| What is being asked |
Copy out each line below in which the string "recovery" appears.

| Material for this exercise |
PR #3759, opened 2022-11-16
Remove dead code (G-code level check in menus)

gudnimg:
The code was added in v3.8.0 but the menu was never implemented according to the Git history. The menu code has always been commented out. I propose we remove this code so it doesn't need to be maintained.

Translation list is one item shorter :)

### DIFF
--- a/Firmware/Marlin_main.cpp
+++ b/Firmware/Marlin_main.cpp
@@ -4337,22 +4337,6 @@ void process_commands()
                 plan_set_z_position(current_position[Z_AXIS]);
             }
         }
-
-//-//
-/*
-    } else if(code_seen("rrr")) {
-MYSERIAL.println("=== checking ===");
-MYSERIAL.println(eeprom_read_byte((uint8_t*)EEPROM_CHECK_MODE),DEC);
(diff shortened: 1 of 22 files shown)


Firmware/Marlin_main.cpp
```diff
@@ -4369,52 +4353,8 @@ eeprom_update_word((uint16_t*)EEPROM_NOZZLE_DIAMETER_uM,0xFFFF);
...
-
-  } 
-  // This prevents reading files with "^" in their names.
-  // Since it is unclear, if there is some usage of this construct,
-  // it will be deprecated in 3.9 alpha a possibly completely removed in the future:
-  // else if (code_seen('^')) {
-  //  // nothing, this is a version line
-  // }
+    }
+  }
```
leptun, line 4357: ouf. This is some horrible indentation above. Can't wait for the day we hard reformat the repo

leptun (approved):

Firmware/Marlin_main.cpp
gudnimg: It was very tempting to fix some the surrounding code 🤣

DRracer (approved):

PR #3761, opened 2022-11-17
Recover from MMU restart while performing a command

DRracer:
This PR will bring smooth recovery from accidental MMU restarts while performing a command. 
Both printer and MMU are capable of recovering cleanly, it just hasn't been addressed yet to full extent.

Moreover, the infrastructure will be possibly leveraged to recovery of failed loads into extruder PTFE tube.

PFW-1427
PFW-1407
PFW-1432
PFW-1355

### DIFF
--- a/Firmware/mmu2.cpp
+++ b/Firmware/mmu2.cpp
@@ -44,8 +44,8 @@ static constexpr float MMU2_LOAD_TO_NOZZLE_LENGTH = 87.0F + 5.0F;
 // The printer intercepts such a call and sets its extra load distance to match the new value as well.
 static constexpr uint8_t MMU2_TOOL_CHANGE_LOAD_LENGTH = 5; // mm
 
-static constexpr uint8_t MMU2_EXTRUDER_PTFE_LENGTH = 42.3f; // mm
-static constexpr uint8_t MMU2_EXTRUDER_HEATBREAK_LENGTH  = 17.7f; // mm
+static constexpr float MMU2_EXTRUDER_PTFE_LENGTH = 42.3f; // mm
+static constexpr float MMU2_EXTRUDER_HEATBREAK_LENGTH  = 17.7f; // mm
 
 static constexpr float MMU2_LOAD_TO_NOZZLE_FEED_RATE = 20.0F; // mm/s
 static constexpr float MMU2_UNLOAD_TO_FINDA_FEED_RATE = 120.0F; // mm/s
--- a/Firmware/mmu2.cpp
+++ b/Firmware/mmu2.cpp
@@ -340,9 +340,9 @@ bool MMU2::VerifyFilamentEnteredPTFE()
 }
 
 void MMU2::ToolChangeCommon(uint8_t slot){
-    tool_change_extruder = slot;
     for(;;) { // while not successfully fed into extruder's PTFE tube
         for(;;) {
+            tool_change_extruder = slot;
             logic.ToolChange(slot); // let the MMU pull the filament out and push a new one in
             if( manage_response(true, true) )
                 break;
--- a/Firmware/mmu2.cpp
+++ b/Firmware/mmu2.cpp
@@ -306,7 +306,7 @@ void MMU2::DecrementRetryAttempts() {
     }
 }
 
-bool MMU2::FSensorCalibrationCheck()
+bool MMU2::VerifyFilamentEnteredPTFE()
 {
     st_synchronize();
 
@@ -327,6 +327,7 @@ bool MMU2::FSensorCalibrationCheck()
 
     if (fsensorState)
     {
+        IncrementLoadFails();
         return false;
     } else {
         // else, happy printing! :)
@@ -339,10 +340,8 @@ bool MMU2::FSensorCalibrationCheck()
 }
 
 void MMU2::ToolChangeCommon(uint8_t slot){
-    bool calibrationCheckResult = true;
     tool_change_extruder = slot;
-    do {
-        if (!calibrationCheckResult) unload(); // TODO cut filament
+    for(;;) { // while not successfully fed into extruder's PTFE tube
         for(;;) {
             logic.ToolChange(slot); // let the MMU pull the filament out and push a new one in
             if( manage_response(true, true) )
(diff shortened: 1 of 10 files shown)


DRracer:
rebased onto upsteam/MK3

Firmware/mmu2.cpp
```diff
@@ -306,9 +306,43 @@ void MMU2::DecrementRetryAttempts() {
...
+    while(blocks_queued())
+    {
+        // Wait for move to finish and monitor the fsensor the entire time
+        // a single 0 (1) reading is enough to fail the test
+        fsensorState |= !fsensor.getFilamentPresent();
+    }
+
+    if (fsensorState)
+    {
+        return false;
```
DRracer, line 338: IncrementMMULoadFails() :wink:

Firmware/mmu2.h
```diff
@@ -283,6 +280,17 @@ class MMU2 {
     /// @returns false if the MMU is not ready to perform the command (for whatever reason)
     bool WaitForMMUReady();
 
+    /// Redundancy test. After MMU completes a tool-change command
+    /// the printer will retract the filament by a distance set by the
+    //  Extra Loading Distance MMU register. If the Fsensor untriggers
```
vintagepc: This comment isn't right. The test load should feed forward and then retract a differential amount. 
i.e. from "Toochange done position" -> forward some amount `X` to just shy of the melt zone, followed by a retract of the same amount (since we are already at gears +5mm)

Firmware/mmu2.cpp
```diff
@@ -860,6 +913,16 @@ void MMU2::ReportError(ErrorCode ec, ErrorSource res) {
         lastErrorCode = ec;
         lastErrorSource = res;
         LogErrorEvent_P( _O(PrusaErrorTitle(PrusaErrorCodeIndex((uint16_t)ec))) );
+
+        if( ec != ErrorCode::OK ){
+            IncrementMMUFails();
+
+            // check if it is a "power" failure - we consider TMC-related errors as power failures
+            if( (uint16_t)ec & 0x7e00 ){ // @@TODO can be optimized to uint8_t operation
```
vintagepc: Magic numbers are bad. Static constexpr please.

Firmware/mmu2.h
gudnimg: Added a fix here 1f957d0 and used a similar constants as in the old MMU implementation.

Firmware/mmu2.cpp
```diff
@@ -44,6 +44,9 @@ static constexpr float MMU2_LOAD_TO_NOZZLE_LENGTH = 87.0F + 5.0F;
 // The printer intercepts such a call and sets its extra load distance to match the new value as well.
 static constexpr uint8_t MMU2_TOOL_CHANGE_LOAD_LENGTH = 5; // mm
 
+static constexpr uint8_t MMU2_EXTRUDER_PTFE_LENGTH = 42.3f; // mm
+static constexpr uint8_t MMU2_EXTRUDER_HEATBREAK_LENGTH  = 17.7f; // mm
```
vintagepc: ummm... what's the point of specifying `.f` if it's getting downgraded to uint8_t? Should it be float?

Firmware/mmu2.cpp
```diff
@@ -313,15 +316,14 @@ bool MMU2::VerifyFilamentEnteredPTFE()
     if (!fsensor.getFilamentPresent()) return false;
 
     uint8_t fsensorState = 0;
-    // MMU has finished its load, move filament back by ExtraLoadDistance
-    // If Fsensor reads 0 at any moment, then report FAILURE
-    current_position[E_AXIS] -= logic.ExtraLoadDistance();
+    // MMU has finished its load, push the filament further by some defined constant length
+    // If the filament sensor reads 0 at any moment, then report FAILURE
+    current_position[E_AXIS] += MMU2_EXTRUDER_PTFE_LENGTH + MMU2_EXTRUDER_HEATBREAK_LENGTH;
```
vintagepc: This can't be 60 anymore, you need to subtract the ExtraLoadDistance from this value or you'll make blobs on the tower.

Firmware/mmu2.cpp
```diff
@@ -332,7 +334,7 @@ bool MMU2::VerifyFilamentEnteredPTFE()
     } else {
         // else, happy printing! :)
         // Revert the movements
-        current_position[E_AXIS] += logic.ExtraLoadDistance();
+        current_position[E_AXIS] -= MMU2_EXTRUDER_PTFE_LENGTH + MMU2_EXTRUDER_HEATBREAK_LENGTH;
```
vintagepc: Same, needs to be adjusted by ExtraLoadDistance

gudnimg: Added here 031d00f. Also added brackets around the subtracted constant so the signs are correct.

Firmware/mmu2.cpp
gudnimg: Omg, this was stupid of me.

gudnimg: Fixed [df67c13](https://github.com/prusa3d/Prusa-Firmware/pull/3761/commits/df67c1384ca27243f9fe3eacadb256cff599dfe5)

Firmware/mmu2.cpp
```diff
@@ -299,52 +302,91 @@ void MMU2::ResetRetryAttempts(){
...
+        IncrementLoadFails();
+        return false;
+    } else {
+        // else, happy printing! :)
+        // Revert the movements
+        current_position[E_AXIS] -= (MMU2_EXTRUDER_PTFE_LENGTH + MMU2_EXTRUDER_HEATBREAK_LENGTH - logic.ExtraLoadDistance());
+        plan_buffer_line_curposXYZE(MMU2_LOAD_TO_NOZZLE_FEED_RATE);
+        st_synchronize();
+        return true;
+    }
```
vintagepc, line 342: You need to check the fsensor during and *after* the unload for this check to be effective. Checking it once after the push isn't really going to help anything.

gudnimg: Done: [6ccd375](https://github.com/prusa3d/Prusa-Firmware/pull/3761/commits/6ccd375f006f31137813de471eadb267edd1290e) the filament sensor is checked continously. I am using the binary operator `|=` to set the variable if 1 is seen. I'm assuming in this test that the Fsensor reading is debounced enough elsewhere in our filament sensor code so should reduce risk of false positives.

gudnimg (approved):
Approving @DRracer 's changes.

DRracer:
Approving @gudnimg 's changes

| Task solution |
This PR will bring smooth recovery from accidental MMU restarts while performing a command. 
Moreover, the infrastructure will be possibly leveraged to recovery of failed loads into extruder PTFE tube.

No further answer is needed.